**EXERCISE REQUIREMENTS**
Your task is to copy each line in the listing that includes the word "class".

**MATERIAL FOR THIS EXERCISE**
PR #442, opened 2024-07-01
Mic-5108/Bugfix/sort categories

albrja:
### Fixes bug where categories of risks were not being sorted correctly resulting in results that could not be reproduced.
- *Category*: Bugfix
- *JIRA issue*: https://jira.ihme.washington.edu/browse/MIC-5108

### Changes and notes
-correctly sorts risk categories so results can be reproduced

### Testing
Ran two simulations back to back and output.hdf matched between both simulations.

### DIFF
--- a/src/vivarium_public_health/risks/distributions.py
+++ b/src/vivarium_public_health/risks/distributions.py
@@ -129,7 +129,7 @@ class EnsembleDistribution(RiskExposureDistribution):
             raise NotImplementedError("glnorm distribution is not supported")
         raw_weights = raw_weights[~glnorm_mask]
 
-        distributions = list(raw_weights["parameter"].unique())
+        distributions = sorted(list(raw_weights["parameter"].unique()))
 
         raw_weights = pivot_categorical(
             builder, self.risk, raw_weights, pivot_column="parameter", reset_index=False
@@ -287,7 +287,7 @@ class PolytomousDistribution(RiskExposureDistribution):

**TASK OUTPUT**
@@ -129,7 +129,7 @@ class EnsembleDistribution(RiskExposureDistribution):
@@ -287,7 +287,7 @@ class PolytomousDistribution(RiskExposureDistribution):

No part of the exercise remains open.